第十五話 熊若の種明かし

 平治元年の暮れ、私は母に精一杯の反抗をしていた。

「私は嫌です!遠江守など、私には此度の乱、何の功もございません。それにも関わらず国司への任官など、恥ずかしくて一門に顔向けできません!」

 私は今回の乱で、一人父達の軍勢から遅れるという失態を犯している。私一人のために、父や兄、忠度叔父ほか多くの人々に面倒をかけてしまった。もちろんその中には母もいる。


「そなた……この母がどれだけ心を砕いてそなたの父に取りなしたか、知りもせずに好き勝手なことを!」

 母は力任せに私をぶった。何度も、何度も……。そんなに怒っているのであれば、いっそ私など殺せばよいのだ……。不肖の息子は消え去り、後には聡明で武勇にも優れた知盛、清五郎(のちの重衡)が控えている。私の代わりなど、いくらでもいるではないか。ふてくされた私は、邸に引きこもり、しばらく何もする気にもならなかった。


 年が明け平治二年の正月、私と共に熊野から戻った忠度叔父が我らを訪ねてきた。叔父は長年慣れ親しんだ熊野を離れ、ようやく平家の武将として父に仕える決心を固めたそうだ。

「宗盛殿、随分と浮かぬ顔じゃが、まだ旅の疲れが癒えぬかな?」

「はい。此度の乱では一門の足手まといとなり……」

 そういいかけたところで、母が遮る。

「忠度どの、ところでそちらの女子は?奥方か?」

 忠度叔父は熊若の代わりに、私よりも少し年上と思われる年頃の娘を連れていた。叔父、とはいってもまだ十七。妻を娶るにはまだ少し早い年頃である。

「いえ、これなるは私が長らく暮らしておりました熊野の別当、湛増殿の縁の者にござりまする。おや?宗盛殿は道中ずっと一緒であったはずだが、見覚えないか?」


 突然、叔父は私に水を向ける。このような女子、見覚えがない。熊野から都への道程には、女子など一人もいなかったはずだ。

「叔父上、一体何のことでございますか?さすがの私も熊野から同道した者の顔は覚えております。女子など……」

「おや、宗盛殿はわからぬかな……もうよい、種明かしじゃ!」

 叔父はもう笑いをこらえきれない様子で、傍らの少女に口を開くよう促した。

「宗盛さま。お見忘れですか?私です。熊若にございます。」


「――?」

 私はしばらく何も反応することができなかった。熊若が……女子……?確かに言われてみればそうかもしれない。熊野育ちの男子であれば、本来は忠度叔父のように日に焼けた顔をしているはずだが、熊若だけは肌も白く、整っていた。そして彼女は私より年長でありながら、声変わりもせず、今様の似合いそうな美しい声であった。

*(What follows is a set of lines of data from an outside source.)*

Issue #2134, opened 2025-03-01
[Feature Request]: Implement a way of getting a way to show keyboard shortcuts


PWagner1:

PWagner1:
@Smurf-IV & @giduac 

This will make sense soon :)

Smurf-IV:
??

![Image](https://github.com/user-attachments/assets/9dc843ce-2be0-4e21-827a-02461189a9a7)

PWagner1:
> ??
> 
> ![Image](https://github.com/user-attachments/assets/9dc843ce-2be0-4e21-827a-02461189a9a7)

Yes, so the `*.ktheme` has a value bundled in it which deals with this.

Smurf-IV:
> Yes, so the `*.ktheme` has a value bundled in it which deals with this.

I think it's down to windows if they are displayed by default or not, or just when the user presses the `Alt` key.

It's not an app thing !

giduac:
@PWagner1 
Can you please have a look at this.
@kamaniar says that since this change shortcu keys aint working anymore.
https://github.com/Krypton-Suite/Standard-Toolkit/issues/2180#issuecomment-2809296510

PWagner1:
> [@PWagner1](https://github.com/PWagner1) Can you please have a look at this. [@KamaniAR](https://github.com/KamaniAR) says that since this change shortcu keys aint working anymore. [#2180 (comment)](https://github.com/Krypton-Suite/Standard-Toolkit/issues/2180#issuecomment-2809296510)

@giduac 

This should not affect V95

giduac:
> > [@PWagner1](https://github.com/PWagner1) Can you please have a look at this. [@KamaniAR](https://github.com/KamaniAR) says that since this change shortcu keys aint working anymore. [#2180 (comment)](https://github.com/Krypton-Suite/Standard-Toolkit/issues/2180#issuecomment-2809296510)
> 
> [@giduac](https://github.com/giduac)
> 
> This should not affect V95

Yes indeed and solved in:
https://github.com/Krypton-Suite/Standard-Toolkit/pull/2210

giduac:
@PWagner1 

Is this one still on?

PWagner1:
> [@PWagner1](https://github.com/PWagner1)
> 
> Is this one still on?

No, not needed

PR #2143, opened 2025-03-09
* 2134 feature request implement a way of getting a way to show keyboard shortcuts

PWagner1:
* Implemented #2134 + some theming stuff

image


giduac:
@PWagner1 

Can you please provide an overview of how this works on the discord channel where we discuss the theming changes.
Thus we keep an overview what is being implemented.

PWagner1:
> @PWagner1
> 
> Can you please provide an overview of how this works on the discord channel where we discuss the theming changes. Thus we keep an overview what is being implemented.

@giduac 

Just pinged you on Discord with a sample

Source/Krypton Components/Krypton.Toolkit/Utilities/KryptonThemeLoader.cs
```diff
@@ -85,32 +85,41 @@ private static KryptonTheme ParseTheme(XmlDocument doc)
...
+                    {
+                        theme.Images[key!] = Image.FromStream(ms);
+                    }
                 }
             }
 
             // Extract Fonts
-            XmlNodeList fontNodes = root.SelectNodes("Resources/Fonts/Font");
-            foreach (XmlNode fontNode in fontNodes)
+            XmlNodeList? fontNodes = root.SelectNodes("Resources/Fonts/Font");
```
Smurf-IV: Why is this a Base64Coded string. Font has a toString and from string conversion

Smurf-IV (changes requested):

Source/Krypton Components/Krypton.Toolkit/Utilities/KryptonThemeLoader.cs
PWagner1: @Smurf-IV & @giduac 

Should **only** the images be encoded as base64?

giduac: @Smurf-IV & @PWagner1 & @Ahmed-Abdelhameed 

With all respect for the work already put in.

Also like this PR and especially these changes should be done through dedicated PRs and not mixed in with other work, so we can keep track of what has happened and be able to do a roll-back if applicable.

Earlier announced tests to see if we can fully export the built-in themes (including images) still do not have been reported on e.g. there is no status on that and no knowledge to take forward in the decision making process. All changes need to be compatible throughout the components affected avoiding patchwork. 

I stay at the point to first complete the discussion, possible testing, and planning before coding starts.

giduac: Also I'm not sure if this is the correct approach.

The earlier understanding or idea was to export the built-in themes to the KCusotmpalettebase format which already can serialize to and from XML. 

Probably this serialization in KCPB needs extending and is still up for discussion.

PWagner1: @Smurf-IV & @giduac 

The `KryptonThemeLoader` will export the built-in themes to `*.ktheme`s in its current state. **But** I can't find a way to bundle `Krypton.Base.Themes.dll` into the NuGet package. If either of you have the time, please could you investigate a way of doing this, while I clean the PR's up?

Note: I'll set this as a draft

PWagner1: > Also I'm not sure if this is the correct approach.
> 
> The earlier understanding or idea was to export the built-in themes to the KCusotmpalettebase format which already can serialize to and from XML.
> 
> Probably this serialization in KCPB needs extending and is still up for discussion.

So, the new `*.ktheme` files are essentially the existing XML files, but with extra metadata to accommodate theme name, images & fonts

giduac: This is what I'm saying earlier that the discussion, etc. is not complete and this is floating in an undetermined direction.

Smurf-IV:
Conflicts
And, Please redo this PR with just the changes for the KB shortcuts

Issue #119, opened 2021-05-30
[Feature Request]: `KryptonCheckedListBox` with `DataSource`, `DisplayMember` and `ValueMember` property


DarthVader85PA:
Is it possible to implement in `KryptonCheckedListBox` a DataSource-Property like `Combobox` and `Listbox`?
And also `DisplayMember` and `ValueMember`?

Greetings from Germany, Augsburg,
Danny

PWagner1:
Hi @DarthVader85PA 

Apologies that this has taken 4 years to implement, but please test using `nightly` build > .100

PR #2175, opened 2025-04-12
* Implement #119

PWagner1:
* Implement #119

image

### DIFF
--- a/Source/Krypton Components/Krypton.Toolkit/Controls Toolkit/KryptonCheckedListBox.cs
+++ b/Source/Krypton Components/Krypton.Toolkit/Controls Toolkit/KryptonCheckedListBox.cs
@@ -951,6 +951,8 @@ namespace Krypton.Toolkit
 
         #region Instance Fields
 
+        private readonly CheckedListBox _checkedListBox;
+
         private readonly PaletteTripleOverride _overrideNormal;
         private readonly PaletteTripleOverride _overrideTracking;
         private readonly PaletteTripleOverride _overridePressed;
@@ -974,6 +976,10 @@ namespace Krypton.Toolkit
         private bool _alwaysActive;
         private bool _forcedLayout;
         private bool _trackingMouseEnter;
+        private object? _dataSource;
+        private string _displayMember;
+        private string _valueMember;
+
         #endregion
 
         #region Events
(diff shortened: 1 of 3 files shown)


giduac:
@PWagner1 

I gave this a quick test.
When a datasource is connected, be it in the designer properties window or from code no items show up in the list at runtime.

Display- an Valuemember have been set.
The datasource works when connected tot a dataset.

Source/Krypton Components/Krypton.Toolkit/Controls Toolkit/KryptonCheckedListBox.cs
```diff
@@ -2404,6 +2518,53 @@ private void OnListBoxMouseChange(object? sender, EventArgs e)
...
+        {
+            _checkedListBox.BeginUpdate();
+
+            _checkedListBox.Items.Clear();
+
+            if (_dataSource != null)
+            {
+                if (BindingContext != null && BindingContext[_dataSource] is CurrencyManager cm)
+                {
+                    for (int i = 0; i < cm!.Count; i++)
```
Smurf-IV, line 2532: Why is this null thing here, it should not be needed as it will not pass in because of the `is` clause above

Smurf-IV: And should not the `i` be related to the `List size` and not what count of the base is set to ?

Smurf-IV (changes requested):

Smurf-IV:
Please also update the example suite code for this and add the comment about the Datasource / Designer above

Source/Krypton Components/Krypton.Toolkit/Controls Toolkit/KryptonCheckedListBox.cs
PWagner1: The code has been changed since

giduac:
@PWagner1 

When the datasource is connected it is possible to add normal items to the list manually (see image).
Not sure if this should be left this way?

When the datasource is disconnected will the items being cleared from the list?

Smurf-IV:
Conflicts

PWagner1:
> Conflicts

Now resolved

PR #2177, opened 2025-04-12
* Resolved #868 - V100

### LINKED ISSUE #868: [Bug]: `KryptonForm` Does not route `WM_HELP` request
Whilst investigating #867 and performing the actions of https://learn.microsoft.com/en-us/dotnet/api/system.windows.forms.messagebox.show?view=windowsdesktop-7.0#system-windows-forms-messagebox-show(system-string-system-string-system-windows-forms-messageboxbuttons-system-windows-forms-messageboxicon-system-windows-forms-messageboxdefaultbutton-system-windows-forms-messageboxoptions-system-boolean)

The callback function for `this.HelpRequested += new System.Windows.Forms.HelpEventHandler (this.Form1_HelpRequested);`
Is **not** routed in a KryptonForm

PWagner1:
* Resolved #868 - V100

image

### DIFF
--- a/Source/Krypton Components/Krypton.Toolkit/General/Definitions.cs
+++ b/Source/Krypton Components/Krypton.Toolkit/General/Definitions.cs
@@ -3074,7 +3074,7 @@ namespace Krypton.Toolkit
 
     #endregion
 
-    #region KryptonUseRTLLayout
+    #region Enum KryptonUseRTLLayout
 
     /// <summary>Use RTL to display the controls and UI.</summary>
     public enum KryptonUseRTLLayout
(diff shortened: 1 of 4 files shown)


Source/Krypton Components/Krypton.Toolkit/General/Definitions.cs
```diff
@@ -3087,4 +3087,29 @@ public enum KryptonUseRTLLayout
 
     #endregion
 
+    #region Struct HELPINFO
```
Smurf-IV, line 3090: These should go into the same place as the other `PInvoke structs`

Smurf-IV (changes requested):

Source/Krypton Components/Krypton.Toolkit/General/Definitions.cs
PWagner1: Fixed locations

PR #2355, opened 2020-12-01
BaaS bucket name override support

### LINKED ISSUE #2352: Lagoon should support defining custom baas bucket names
With the ongoing migrations from Openshift to k8s, we've realized that moving our old baas repos from one AWS account to another is not tenable. Thus, we've decided that it would be in our best interest to create new baas repos for migrated projects, due to S3 having globally unique bucket names.

Ideally, there would be a project level environment variable, `baasBucketName`, which would be used by Lagoon to set that project's environments' baas bucket name inside created schedule objects if this env var is present. If the env var is not present, then Lagoon will simply fall back to its current behavior of generating a baas bucket name.

shreddedbacon:
# Checklist

See #2352 for reasoning behind this PR. 

Define `LAGOON_BAAS_BUCKET_NAME` in the API at the project level as a `build` scope (so it doesn't end up in a configmap)

# Closing issues

closes #2352


cdchris12 (approved):
I tested this on my local machine and in PR #2359 on the CI machines. The only issues I found to be causing these tests to not pass were related to our test suite, not this PR. That being said, this functionality lg2m !

PR #2361, opened 2020-12-02
Active standby fixes

shreddedbacon:
# Checklist

Lagoon-charts was updated recently to install dioscuri, this meant that two versions of dioscuri were running and competing for the task.

This PR updates the makefile so that lagoon-remote doesn't install dioscuri.

Dioscuri was also updated to do things slightly differently for when the ingress-nginx admission webhook comes into play, so this PR has references to that branches chart, once confirmed that the tests pass here https://github.com/amazeeio/dioscuri/pull/11 will need to be merged and this PR updated again to use `main` chart instead of `admissionfix`

Additional changes were made to the active/standby tasks in `kubernetesmisc` and `openshiftmisc` to increase the timeout to 60s as sometimes the task could take slightly longer than the original timeout. This timeout isn't a problem when moving to use the lagoon builddeploy controllers though.

# Closing issues


tobybellwood (approved):
LGTM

 確かに、女子でなければおかしいかもしれない……。しかしそうなると、私は何日も女子に助けられながら、馬に乗せられていたことになる。母がこのことを知れば、また叱責の種が増えるばかりだ。


 そんな私の心中を知ってか知らずか、叔父は既に笑いをこらえることすらしなくなっていた。父にも劣らぬ大きな声で、私に手ひどい追い打ちを加える。

「宗盛殿は道中ずーっと青ざめた顔をして、熊若に抱きかかえられるようにして馬上で震えておられたな!ハハハ……!」

 都から離れた熊野で大らかに育った忠度叔父は、遠慮というものがなく、人の細かい表情など伺わない。母の顔が明らかに曇っていることを読み取ったのは、私だけである。母たちとの暮らしで私が身に着けたのは、人の、というより母の表情をいち早く読むことだけであった。


「忠度殿、殿にはお会いにならなくてよろしいのですか?」

 母なりの早く帰れ、という合図なのだが、そんなことに気づく叔父ではない。

「なあに、それがしまだ平家の武将として日が浅い故、挨拶まわり以外にはまだ役目もなく……」

「忠度殿!殿がお待ちかねでございまする!」

 母も母で本音を隠しきれなくなっている。さすがの忠度叔父もただならぬ雰囲気を察したか、熊若を連れて、立ち去っていった。

 

 この場のことは本来全て忘れてしまいたいほど苦い思いでとなるはずだったが、これを美しい思い出に塗り替えたのは、去り際の熊若の言葉だった。

「宗盛様、遠江は我が母の故郷にございます。遠江守のお勤め、お励みくださいね」

 彼女だけは情けない私を笑わなかった。それだけで私は救われたような気がしたものだった。この時ばかりは、彼女にゆかりある遠江守として、誠意を以て励もうと思ったのだ。

 しかし、私の心に珍しく灯された火は、ある男のためにあっけなく消されることになる。